_WORKING DATA_:
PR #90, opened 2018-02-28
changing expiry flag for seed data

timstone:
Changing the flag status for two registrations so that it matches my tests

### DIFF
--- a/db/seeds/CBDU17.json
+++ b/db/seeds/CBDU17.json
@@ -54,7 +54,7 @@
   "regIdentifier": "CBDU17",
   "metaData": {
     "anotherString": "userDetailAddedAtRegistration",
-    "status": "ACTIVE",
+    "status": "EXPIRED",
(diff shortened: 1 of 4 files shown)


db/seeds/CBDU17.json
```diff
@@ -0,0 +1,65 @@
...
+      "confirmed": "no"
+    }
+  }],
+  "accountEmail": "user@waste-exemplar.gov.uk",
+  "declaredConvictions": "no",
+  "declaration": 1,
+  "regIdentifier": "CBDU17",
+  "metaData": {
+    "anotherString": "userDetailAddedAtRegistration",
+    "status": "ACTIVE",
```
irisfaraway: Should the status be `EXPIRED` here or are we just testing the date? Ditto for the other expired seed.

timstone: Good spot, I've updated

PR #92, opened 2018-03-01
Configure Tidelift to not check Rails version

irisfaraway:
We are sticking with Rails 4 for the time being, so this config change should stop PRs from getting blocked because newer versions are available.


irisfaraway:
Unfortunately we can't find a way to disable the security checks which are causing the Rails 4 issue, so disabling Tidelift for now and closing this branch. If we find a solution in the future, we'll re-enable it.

_TASK STATEMENT_:
Only lines with the word "regIdentifier" are needed. Copy them from the preceding records.

_RESULT OF THE EXERCISE_:
   "regIdentifier": "CBDU17",
+  "regIdentifier": "CBDU17",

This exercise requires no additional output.